Yeah, funny how that works like that 😏


----------



## ifsteve (Jul 1, 2010)

Another true story.

A month or so before I retired I was with the usual group of guys at work having lunch in our cafeteria. Conversation pretty much centered on my pending retirement and getting to do more fishing. One of the guys also was a fishing buddy and he asked me if I had gotten the new reel I ordered. I said as a matter of fact it should be here today. All the group knew I took my fishing pretty serious so the conversation turned to what reel I was getting. I said I was adding another Abel to my collection. So the fishing buddy told the others that they are a "pricey and very top of the line reel." So one of the guys who was a non fisherman asked "do you mind telling us about what it costs." To which I replied well its no secret they retail for right at $900. Well the non fishing guy started to gasp and said 'are you freaking insane.....that much money for a stupid fishing reel." I just chose not to respond but another non fishing guy jumped in and said to him "John how much was that titanium road bike you just bought....wasn't it like $5000? Well John started to explain how that was "different" then realized how stupid he was sounding and finished the discussion by saying its "cool we have the jobs and make the kind of living that enables us to do the things we love." AMEN!


----------



## tailwalk (Nov 20, 2016)

To me it depends on the application. Need a reel for tarpon, tuna, albies, or some other fish that's absolutely going to be screaming line off your reel? It's going to need to stand up to some abuse. Need a reel for your 2 weight to chase wild brook trout in a stream? All you'll need is a line holder pretty much. So, pick the right tool for the right job. Cost is secondary imo.
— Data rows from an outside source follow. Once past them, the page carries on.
PR #8027, opened 2024-01-15
Private/gokay/hyperlinkinfo readonly calc

gokaysatir:
* Resolves: # 
* Target version: master 

### TODO

- [ ] ...

### Checklist

### DIFF
--- a/browser/src/layer/tile/CanvasTileLayer.js
+++ b/browser/src/layer/tile/CanvasTileLayer.js
@@ -1886,6 +1886,7 @@ L.CanvasTileLayer = L.Layer.extend({
 		else if (textMsg.startsWith('readonlyhyperlinkclicked: ')) {
 			var jsonString = textMsg.replace('readonlyhyperlinkclicked: ', '');
 			var json = JSON.parse(jsonString);
+
 			var position = this._twipsToLatLng(json.position);
 			this._showURLPopUp(position, json.link);
 		}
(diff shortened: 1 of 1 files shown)


eszkadev:
Please explain in the commit message why we need different units. Maybe add link to core patch. Will be easier to debug later.

browser/src/layer/tile/CanvasTileLayer.js
```diff
@@ -1886,6 +1886,12 @@ L.CanvasTileLayer = L.Layer.extend({
 		else if (textMsg.startsWith('readonlyhyperlinkclicked: ')) {
 			var jsonString = textMsg.replace('readonlyhyperlinkclicked: ', '');
 			var json = JSON.parse(jsonString);
+
+			if (this._docType === 'spreadsheet') {
+				json.position.x *= app.pixelsToTwips;
+				json.position.y *= app.pixelsToTwips;
```
eszkadev, line 1892: core sends position in pixels? it seems to be incorrect, what if user has different DPI in the browser than server's view when generating message?

gokaysatir:
@eszkadev hello, thank you for checking.

Core side doesn't send pixel coordinates. Indeed the clicked coordinates are sent back by COOLWSD for hyperlink popup position.

This is the core side PR's link:
https://gerrit.libreoffice.org/c/core/+/162111

I needed to convert the twips to pixels, it works also on mobile view, which has a different DPI ratio.

We could do this on the core side too, i preferred to solve this on Online side, since the twips to pixels multiplier is ready there. It was quicker to solve this way.

gokaysatir:
@eszkadev so the core side was also a quick one :) If you can review below one when you have time, that'd be great. I checked with mobile, scrolled, zoomed views etc. It should be safe.

Thank you.

https://gerrit.libreoffice.org/c/core/+/162180

eszkadev (approved):
This is perfect now :)

eszkadev:
Tested on far distance cell, with different zoom levels, `CC1000` and it works correctly showing popup with hyperlink. Thanks

Issue #8023, opened 2024-01-15
Clipboard: Implement permissions for pasting in Chrome-based browsers


vmiklos:
### Is your feature request related to a problem?

Pressing ctrl-v pastes from the clipboard, but pressing the paste button, we just show a popup to press ctrl-v.

### Describe the solution you'd like

Chrome has some new clipboard API that allows asking for the clipboard permission, we should conditionally start using that. See <https://developer.mozilla.org/en-US/docs/Web/API/Clipboard/read>.

venky-17:
hey can u pls assign me this issue??

vmiklos:
> hey can u pls assign me this issue??

This issue is already assigned, please pick an other issue which is not yet assigned. Thanks.

vmiklos:
https://github.com/CollaboraOnline/online/pull/8061 switches to the improved new markup, described above.

vmiklos:
Next step is to actually use the new API in Chrome. To test the new functionality, have an `--enable-experimantal` build, and then the baseline gives you an annoying popup when you click the paste button on the toolbar, while the new code asks for this permission once, and otherwise it more or less "just works".

vmiklos:
https://github.com/CollaboraOnline/online/pull/8091 removes the old markup.

vmiklos:
#8106 adds tests, let's close this.

PR #8041, opened 2024-01-17
Clipboard: add new-style metadata that survives browser sanitize

vmiklos:
- this is a first step towards fixing https://github.com/CollaboraOnline/online/issues/8023
- this doesn't switch to the new API yet, but adds a new markup to recognize if the clipboard has our own HTML or something else
- the new markup is better, because <meta> tags are removed by the browser when using the new navigator.clipboard API, and this one is not
- this is meant to be a safe set of first commits, we already write the new markup, but we don't remove the old one yet, e.g. Android needs updating still
- on the other hand, this already provides enough markup so src/map/Clipboard.js can start experimenting with the new API, including the internal paste codepath

### DIFF
--- a/browser/src/map/Clipboard.js
+++ b/browser/src/map/Clipboard.js
@@ -60,14 +60,18 @@ L.Clipboard = L.Class.extend({
 		document.onbeforepaste = beforeSelect;
 	},
 
-	// We can do a much better job when we fetch text/plain too.
-	stripHTML: function(html) {
-		var tmp = new DOMParser().parseFromString(html, 'text/html').body;
-		// attempt to cleanup unwanted elements
-		var styles = tmp.querySelectorAll('style');
+	// Attempt to cleanup unwanted elements
+	stripStyle: function(domNode) {
+		var styles = domNode.querySelectorAll('style');
 		for (var i = 0; i < styles.length; i++) {
 			styles[i].parentNode.removeChild(styles[i]);
 		}
+	},
+
+	// We can do a much better job when we fetch text/plain too.
+	stripHTML: function(html) {
+		var tmp = new DOMParser().parseFromString(html, 'text/html').body;
+		this.stripStyle(tmp);
 		return tmp.textContent.trim() || tmp.innerText.trim() || '';
 	},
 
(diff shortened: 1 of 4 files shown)


vmiklos:
> https://cpci.cbg.collabora.co.uk:8080/job/github_online_master_debug_vs_co-23.05/9640/consoleFull

but that suite has one known-unstable test and here the insert hyperlink one failed. Fixed now so that the content of <style> doesn't leak into the plain text selection result.

vmiklos:

This is meant to be a safe subset, we just change the marker format, no actual use of the new clipboard stuff yet. https://github.com/CollaboraOnline/online/issues/8023#issuecomment-1898616860 shows how the old vs new markup looks like.

browser/src/map/Clipboard.js
```diff
@@ -115,15 +119,15 @@ L.Clipboard = L.Class.extend({
 	_originWrapBody: function(body, isStub) {
 		var encodedOrigin = encodeURIComponent(this.getMetaURL());
 		var text =  '<!DOCTYPE HTML PUBLIC "-//W3C//DTD HTML 4.0 Transitional//EN">\n' +
-		            '<html>\n' +
+		            '<div id="meta-origin" data-coolorigin="' + encodedOrigin + '"><html>\n' +
```
caolanm, line 122: It isn't actually valid html though, right, so could stop working if the sanitizing gets tightened up?

reminds me of the bodge for similar with gtk3 by adding an extra mimetype to identify that the clipboard content was coming from "ourself": https://cgit.freedesktop.org/libreoffice/core/commit/?id=88f7aae022bedd61588424a11bbc033217ba4e43

caolanm (approved):

browser/src/map/Clipboard.js
vmiklos: Oh wow, I thought desktop is nice & simple, given we have a reliable way of getting notified of the ownership change & only browser is poor. Not. :-)

In any case, good point with the invalid HTML, I'll look at that. We had the markup in <head>, that is removed, so the first thought was to do this toplevel, which gives valid output currently, and I didn't tune this further. I'll check if it's possible to do this inside <body>, that would be very similar, but would meet both the sanitize and the validity requirements, I think.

Will it worth the savings when you're hooked up to the dream fish and your drag blows up? Will you have needed to spend all that money to be able to collect the 30 feet of fly line you've been casting up and down the stream? Up to you


----------



## fatman (Nov 23, 2012)

tailwalk said:


> Need a reel for your 2 weight to chase wild brook trout in a stream? All you'll need is a line holder pretty much.


Tenkara


----------



## tailwalk (Nov 20, 2016)

Or that


----------



## jmrodandgun (Sep 20, 2013)

Someone should go buy one these $900 click and pawl saltwater reels and report back. I've been wanting one for a long time and finally someone is building something awesome.
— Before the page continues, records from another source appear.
PR #8048, opened 2024-01-18
fix: Impress: Dismiss snackbar on presentation window close

codewithvk:
Resolved an issue in Impress's 'Present in Window' feature where the snackbar would persist even after closing the presentation window or pressing the escape key. Now, the snackbar properly disappears as intended, ensuring a cleaner and more intuitive user interface experience.

Change-Id: Id491e39d88b433993b5ff83e10c3ca2b1eb8ab40

* Resolves: # 
* Target version: master 

### Summary
Screenshot from 2024-01-18 09-29-51

### DIFF
--- a/browser/src/map/handler/Map.SlideShow.js
+++ b/browser/src/map/handler/Map.SlideShow.js
@@ -150,13 +150,21 @@ L.Map.SlideShow = L.Handler.extend({
 			}
 
 			this._slideShowWindowProxy.focus();
-			this._slideShowWindowProxy.addEventListener('keydown', this._onCloseSlideWindow);
+			this._slideShowWindowProxy.addEventListener('keydown', this._onCloseSlideWindow.bind(this));
 
 			var slideShowWindow = this._slideShowWindowProxy;
 			this._map.uiManager.showSnackbar(_('Presenting in window'),
 				_('Close Presentation'),
 				function() {slideShowWindow.close();},
 				-1, false, true);
+
+			this._windowCloseInterval = setInterval(function() {
+				if (slideShowWindow.closed) {
+					clearInterval(this._windowCloseInterval);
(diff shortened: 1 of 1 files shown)


browser/src/map/handler/Map.SlideShow.js
```diff
@@ -150,7 +150,8 @@ L.Map.SlideShow = L.Handler.extend({
 			}
 
 			this._slideShowWindowProxy.focus();
-			this._slideShowWindowProxy.addEventListener('keydown', this._onCloseSlideWindow);
+			this._slideShowWindowProxy.addEventListener('keydown', this._onCloseSlideWindow.bind(this));
+			this._slideShowWindowProxy.addEventListener('beforeunload', this._closeSnackbar.bind(this));
```
codewithvk, line 154: Oddly, the `beforeunload` event is not working in Chrome.

codewithvk: Works fine for firefox ;)

codewithvk: I need your suggestion. Actually, when we close the slideshow window, we should use the `beforeunload` event to trigger an action when the window is closed. At that time, we can hide the snackbar. Unfortunately, `beforeunload` is not supported by a few older browsers, and or implementation varies across different browsers. In the previous commit code,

Reels - Cubalaya Outfitters







cubalayaoutfitters.com


----------



## Micro Thinfisher (Jan 27, 2018)

Finn Maccumhail said:


> When I started fly fishing I used pretty budget-friendly gear and often made deals for used stuff. It was fine for chasing bass and slot reds (or under) but the first time I tied into a big jack on what I thought was a pretty good Lamson reel I bought off Sierra Trading Post the thing practically blew up when put to the test. Fortunately about that time I was able to afford upgrades to my gear and I didn't hesitate.
> 
> These days I make no bones about being a Tibor guy. All of my primary rigs for 6, 8, 10, and 12wts are all Tibor- Backcountry CL-Wide, Everglades, Riptide, and Gulfstream. Eventually I'll get a Pacific for my 15wt to replace the Allen Kraken but I don't have enough chances to use it to justify it to myself right now. And I've upgrade my secondary rigs too. I'm 100% confident I'll be the point of failure in most fish I'm after (I've broken a few rods on tarpon, mainly through my mistakes but it happens with tarpon) and I know those classic Tibor reels are basically bulletproof and with proper care I know they will last almost forever. Personally, I think the only reels made today that are better than these classic Tibor are the Mako lineup but there's a point of diminishing returns, IMHO. In other words, I'm not sure the difference in performance between a similar sized Tibor and Mako would be something I'm good enough to appreciate given the increased price of the Mako over a Tibor.
> 
> And I really like the idea that when the time comes my now 10 & 6-year old boys will likely land their first tarpon on the same Tibor Gulfstream I used for my first tarpon.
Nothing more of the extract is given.